Copy every line of the records below that holds the word "runtime".

___ SOURCE MATERIAL ___

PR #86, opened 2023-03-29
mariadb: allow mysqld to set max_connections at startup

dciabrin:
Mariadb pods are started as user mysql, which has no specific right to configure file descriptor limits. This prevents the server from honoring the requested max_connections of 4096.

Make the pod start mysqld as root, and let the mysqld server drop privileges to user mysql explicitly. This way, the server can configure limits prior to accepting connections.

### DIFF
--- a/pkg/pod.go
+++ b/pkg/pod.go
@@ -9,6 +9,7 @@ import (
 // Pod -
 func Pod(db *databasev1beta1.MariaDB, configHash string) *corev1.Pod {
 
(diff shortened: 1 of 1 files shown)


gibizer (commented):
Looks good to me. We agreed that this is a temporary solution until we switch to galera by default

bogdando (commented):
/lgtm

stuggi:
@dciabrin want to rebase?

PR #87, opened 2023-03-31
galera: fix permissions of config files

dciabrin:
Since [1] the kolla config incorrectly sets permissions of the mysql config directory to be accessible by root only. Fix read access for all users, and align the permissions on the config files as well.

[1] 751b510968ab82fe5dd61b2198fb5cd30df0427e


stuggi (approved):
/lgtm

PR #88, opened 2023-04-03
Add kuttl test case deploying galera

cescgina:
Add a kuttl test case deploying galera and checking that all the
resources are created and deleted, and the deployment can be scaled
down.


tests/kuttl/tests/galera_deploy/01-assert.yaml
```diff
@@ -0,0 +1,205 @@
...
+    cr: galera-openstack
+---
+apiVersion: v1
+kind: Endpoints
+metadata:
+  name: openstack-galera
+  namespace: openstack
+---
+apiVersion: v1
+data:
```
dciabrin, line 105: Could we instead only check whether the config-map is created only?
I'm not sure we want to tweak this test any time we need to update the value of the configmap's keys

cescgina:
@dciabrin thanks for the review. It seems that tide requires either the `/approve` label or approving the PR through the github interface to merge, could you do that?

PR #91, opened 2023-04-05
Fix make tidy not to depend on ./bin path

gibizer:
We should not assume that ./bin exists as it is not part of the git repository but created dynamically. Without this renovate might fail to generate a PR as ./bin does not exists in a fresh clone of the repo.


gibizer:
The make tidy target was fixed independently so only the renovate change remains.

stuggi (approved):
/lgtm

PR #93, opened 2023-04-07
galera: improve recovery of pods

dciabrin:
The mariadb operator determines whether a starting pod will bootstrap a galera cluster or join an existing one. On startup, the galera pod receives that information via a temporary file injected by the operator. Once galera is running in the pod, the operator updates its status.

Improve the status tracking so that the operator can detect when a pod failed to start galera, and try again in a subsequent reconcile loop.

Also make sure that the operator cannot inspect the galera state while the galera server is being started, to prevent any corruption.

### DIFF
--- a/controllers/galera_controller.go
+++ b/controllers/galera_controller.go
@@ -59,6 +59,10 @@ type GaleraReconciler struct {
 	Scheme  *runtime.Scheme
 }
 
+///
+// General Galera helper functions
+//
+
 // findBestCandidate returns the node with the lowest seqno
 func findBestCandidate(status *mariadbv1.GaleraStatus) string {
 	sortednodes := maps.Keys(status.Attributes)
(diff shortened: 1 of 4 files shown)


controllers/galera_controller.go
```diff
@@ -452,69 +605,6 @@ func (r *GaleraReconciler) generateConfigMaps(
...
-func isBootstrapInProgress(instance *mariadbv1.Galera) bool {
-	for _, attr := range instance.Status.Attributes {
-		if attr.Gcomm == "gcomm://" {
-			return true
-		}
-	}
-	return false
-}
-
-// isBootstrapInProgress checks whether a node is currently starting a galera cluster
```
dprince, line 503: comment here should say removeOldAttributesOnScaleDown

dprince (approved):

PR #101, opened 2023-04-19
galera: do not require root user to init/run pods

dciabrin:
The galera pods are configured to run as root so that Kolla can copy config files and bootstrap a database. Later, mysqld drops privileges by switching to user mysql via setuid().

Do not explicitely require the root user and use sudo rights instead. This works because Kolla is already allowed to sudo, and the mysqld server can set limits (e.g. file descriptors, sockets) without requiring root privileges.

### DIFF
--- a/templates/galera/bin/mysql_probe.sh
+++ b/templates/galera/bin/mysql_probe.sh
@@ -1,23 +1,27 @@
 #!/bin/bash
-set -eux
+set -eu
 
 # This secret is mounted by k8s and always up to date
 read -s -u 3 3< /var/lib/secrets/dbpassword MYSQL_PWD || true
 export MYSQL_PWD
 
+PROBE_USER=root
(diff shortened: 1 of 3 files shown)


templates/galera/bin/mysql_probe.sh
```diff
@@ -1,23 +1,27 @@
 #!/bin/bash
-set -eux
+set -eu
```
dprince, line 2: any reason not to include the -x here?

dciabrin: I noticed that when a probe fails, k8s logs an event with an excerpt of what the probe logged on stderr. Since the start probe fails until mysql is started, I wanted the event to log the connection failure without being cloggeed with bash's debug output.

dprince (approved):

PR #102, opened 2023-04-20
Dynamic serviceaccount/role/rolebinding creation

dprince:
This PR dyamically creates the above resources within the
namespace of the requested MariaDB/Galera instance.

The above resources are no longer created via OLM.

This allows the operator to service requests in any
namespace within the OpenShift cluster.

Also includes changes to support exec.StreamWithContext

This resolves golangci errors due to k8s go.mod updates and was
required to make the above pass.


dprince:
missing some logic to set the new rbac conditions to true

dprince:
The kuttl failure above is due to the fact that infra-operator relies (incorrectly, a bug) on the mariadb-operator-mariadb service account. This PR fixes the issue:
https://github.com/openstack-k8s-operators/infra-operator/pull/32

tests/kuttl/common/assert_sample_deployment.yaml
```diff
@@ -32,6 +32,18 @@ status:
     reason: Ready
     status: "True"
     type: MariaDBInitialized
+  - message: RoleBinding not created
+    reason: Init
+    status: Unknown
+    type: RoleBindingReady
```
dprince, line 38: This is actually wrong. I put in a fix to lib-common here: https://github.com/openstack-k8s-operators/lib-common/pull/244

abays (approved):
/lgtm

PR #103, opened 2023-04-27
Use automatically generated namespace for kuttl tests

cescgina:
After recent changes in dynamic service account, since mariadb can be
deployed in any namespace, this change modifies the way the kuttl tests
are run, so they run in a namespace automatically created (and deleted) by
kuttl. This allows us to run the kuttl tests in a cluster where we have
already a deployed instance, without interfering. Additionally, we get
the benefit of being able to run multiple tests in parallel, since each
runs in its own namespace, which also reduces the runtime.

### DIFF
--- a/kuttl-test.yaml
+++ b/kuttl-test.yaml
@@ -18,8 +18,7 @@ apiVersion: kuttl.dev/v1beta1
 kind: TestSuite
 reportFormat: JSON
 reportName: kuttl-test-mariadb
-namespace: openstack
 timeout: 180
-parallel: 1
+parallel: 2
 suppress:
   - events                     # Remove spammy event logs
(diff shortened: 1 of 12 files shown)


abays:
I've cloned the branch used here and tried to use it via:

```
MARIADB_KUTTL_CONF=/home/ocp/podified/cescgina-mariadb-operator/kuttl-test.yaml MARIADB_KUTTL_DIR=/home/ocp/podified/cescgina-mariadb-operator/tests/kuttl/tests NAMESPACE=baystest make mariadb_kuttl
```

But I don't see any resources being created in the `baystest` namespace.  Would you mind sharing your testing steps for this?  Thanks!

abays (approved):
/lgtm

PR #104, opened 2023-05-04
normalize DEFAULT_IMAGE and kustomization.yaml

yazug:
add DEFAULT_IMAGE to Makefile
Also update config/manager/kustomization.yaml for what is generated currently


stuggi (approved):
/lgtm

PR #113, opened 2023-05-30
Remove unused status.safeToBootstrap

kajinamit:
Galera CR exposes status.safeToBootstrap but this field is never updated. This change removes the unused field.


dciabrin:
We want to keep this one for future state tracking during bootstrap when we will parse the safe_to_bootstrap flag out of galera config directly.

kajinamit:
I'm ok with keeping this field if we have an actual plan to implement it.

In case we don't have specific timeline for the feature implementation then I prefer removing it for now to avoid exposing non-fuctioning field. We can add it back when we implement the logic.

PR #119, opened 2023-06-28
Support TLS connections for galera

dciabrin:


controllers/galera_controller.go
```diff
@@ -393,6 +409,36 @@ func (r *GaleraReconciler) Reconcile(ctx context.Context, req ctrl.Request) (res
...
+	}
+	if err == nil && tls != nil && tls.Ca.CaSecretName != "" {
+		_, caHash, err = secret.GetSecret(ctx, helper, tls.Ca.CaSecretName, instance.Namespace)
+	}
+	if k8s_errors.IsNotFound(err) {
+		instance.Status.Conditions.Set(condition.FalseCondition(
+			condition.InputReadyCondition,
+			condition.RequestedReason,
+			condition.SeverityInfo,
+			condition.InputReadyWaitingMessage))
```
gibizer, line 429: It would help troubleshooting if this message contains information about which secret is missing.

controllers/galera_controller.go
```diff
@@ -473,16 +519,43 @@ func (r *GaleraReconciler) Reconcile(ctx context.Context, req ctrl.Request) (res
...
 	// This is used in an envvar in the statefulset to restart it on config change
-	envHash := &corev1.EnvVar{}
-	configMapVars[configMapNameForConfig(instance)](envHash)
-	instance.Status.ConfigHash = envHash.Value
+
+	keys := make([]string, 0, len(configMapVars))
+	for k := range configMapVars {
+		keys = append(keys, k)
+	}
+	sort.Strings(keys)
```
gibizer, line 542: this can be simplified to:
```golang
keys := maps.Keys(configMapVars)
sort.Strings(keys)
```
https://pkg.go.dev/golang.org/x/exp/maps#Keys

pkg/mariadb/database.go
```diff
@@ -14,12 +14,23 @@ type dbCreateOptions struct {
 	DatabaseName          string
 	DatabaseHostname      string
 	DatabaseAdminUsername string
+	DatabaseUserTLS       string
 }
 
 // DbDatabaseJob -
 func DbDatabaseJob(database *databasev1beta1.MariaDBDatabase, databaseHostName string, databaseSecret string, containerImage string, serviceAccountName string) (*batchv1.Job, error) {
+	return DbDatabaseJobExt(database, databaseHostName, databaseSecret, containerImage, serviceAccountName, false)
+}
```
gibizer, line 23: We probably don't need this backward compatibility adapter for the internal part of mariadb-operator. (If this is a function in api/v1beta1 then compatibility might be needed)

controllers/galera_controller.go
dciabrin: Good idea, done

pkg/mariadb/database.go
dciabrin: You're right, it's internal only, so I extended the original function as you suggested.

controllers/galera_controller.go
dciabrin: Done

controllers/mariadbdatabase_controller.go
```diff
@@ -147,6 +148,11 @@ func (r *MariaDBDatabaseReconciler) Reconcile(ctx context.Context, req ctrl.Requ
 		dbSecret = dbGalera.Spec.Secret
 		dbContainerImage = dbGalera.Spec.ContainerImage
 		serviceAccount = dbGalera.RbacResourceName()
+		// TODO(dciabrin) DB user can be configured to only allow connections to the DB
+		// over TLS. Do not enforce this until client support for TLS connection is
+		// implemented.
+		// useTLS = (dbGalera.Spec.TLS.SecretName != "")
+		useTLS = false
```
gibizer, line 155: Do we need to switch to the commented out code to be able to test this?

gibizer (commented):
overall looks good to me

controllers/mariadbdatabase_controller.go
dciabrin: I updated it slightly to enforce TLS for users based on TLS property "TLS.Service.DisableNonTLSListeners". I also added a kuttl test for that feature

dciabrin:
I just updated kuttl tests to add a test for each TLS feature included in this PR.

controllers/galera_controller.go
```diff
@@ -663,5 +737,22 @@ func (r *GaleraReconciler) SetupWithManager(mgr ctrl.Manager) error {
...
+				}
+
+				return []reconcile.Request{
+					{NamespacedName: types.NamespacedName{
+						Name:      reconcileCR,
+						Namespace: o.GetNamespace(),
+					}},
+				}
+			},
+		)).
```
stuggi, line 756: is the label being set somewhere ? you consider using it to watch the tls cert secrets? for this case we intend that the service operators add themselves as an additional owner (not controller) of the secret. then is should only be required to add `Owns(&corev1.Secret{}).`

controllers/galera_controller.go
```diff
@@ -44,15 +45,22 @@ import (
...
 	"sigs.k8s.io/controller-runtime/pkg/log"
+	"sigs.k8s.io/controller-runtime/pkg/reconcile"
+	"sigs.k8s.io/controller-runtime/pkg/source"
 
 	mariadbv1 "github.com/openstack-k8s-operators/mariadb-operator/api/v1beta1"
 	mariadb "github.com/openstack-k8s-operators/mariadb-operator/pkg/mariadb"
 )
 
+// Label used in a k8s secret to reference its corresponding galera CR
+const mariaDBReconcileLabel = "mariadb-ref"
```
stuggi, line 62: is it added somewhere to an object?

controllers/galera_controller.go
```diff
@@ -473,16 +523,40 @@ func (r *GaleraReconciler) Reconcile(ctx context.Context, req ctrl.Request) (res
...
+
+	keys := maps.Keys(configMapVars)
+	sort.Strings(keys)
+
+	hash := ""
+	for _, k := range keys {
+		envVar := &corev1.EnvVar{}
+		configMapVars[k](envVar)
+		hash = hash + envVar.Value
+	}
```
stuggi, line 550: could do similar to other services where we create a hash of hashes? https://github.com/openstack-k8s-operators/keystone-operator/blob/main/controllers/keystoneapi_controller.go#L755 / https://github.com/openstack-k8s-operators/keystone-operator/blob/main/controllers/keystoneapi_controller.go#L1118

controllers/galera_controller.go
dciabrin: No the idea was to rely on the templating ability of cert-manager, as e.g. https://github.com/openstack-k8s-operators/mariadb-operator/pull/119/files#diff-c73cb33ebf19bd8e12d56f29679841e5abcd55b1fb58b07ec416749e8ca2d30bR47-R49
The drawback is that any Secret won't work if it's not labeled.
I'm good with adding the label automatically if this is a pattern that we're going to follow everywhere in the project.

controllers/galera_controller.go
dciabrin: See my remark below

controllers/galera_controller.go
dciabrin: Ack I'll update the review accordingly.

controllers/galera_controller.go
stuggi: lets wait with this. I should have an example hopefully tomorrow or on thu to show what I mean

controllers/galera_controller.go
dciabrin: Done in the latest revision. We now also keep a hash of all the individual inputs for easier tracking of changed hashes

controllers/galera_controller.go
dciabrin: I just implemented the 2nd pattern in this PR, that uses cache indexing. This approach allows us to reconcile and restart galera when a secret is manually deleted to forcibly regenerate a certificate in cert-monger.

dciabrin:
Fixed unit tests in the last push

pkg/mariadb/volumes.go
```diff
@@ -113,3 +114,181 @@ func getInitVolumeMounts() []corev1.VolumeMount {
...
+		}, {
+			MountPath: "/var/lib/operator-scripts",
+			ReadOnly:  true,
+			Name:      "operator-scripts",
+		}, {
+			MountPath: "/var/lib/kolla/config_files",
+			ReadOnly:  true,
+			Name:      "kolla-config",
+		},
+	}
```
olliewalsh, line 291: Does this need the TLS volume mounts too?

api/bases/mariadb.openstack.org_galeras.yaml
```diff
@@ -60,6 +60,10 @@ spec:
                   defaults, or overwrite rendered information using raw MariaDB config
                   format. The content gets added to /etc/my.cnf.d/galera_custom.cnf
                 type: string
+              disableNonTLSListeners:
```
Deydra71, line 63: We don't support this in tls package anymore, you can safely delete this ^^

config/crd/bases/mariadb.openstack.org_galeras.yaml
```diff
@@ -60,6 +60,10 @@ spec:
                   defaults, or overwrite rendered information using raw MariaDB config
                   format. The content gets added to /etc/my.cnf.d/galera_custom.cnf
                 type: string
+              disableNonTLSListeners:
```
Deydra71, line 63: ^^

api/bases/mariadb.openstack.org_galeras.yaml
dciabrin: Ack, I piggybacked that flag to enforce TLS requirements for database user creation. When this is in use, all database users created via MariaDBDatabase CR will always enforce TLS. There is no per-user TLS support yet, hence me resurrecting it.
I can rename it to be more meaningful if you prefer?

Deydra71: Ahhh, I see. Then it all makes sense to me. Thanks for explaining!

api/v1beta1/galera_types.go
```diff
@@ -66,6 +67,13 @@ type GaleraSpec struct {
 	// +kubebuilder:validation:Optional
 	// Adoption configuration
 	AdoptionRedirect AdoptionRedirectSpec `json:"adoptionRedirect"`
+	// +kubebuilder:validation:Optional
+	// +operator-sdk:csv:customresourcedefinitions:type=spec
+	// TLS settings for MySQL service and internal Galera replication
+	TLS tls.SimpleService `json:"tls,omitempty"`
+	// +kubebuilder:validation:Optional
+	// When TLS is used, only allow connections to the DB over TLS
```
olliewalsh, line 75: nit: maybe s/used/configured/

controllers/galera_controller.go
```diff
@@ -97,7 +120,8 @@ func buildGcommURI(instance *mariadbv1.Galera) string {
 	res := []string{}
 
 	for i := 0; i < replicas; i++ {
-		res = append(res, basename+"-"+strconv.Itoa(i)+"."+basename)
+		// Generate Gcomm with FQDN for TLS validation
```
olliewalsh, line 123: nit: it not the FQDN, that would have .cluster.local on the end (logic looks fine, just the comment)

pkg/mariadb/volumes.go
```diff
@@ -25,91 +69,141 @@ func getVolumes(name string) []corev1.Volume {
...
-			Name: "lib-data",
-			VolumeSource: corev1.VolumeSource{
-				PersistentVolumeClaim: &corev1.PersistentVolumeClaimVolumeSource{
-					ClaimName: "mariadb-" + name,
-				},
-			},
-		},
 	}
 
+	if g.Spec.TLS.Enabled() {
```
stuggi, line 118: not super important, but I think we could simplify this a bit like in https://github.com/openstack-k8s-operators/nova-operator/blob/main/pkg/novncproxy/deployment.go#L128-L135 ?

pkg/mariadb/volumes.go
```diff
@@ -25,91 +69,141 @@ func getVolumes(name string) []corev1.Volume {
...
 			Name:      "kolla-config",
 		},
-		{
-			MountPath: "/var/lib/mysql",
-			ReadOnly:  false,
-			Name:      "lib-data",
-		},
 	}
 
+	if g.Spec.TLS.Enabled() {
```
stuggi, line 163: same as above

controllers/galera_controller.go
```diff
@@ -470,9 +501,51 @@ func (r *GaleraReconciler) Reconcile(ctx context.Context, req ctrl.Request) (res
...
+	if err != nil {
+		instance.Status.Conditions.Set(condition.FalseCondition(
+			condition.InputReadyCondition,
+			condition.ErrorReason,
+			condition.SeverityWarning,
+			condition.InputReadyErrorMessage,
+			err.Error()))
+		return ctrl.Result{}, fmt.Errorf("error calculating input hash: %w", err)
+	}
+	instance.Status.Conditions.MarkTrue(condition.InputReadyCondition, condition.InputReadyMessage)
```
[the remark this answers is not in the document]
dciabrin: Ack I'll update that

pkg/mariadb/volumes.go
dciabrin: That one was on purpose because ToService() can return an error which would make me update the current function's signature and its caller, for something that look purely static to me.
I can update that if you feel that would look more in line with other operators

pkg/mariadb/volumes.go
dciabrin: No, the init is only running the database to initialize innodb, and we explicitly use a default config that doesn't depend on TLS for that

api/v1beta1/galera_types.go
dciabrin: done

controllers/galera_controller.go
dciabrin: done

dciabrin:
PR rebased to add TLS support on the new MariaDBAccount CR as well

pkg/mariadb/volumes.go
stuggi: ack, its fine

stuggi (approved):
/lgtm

___

## COMPLETED TASK
 	Scheme  *runtime.Scheme
runs in its own namespace, which also reduces the runtime.
 	"sigs.k8s.io/controller-runtime/pkg/log"
+	"sigs.k8s.io/controller-runtime/pkg/reconcile"
+	"sigs.k8s.io/controller-runtime/pkg/source"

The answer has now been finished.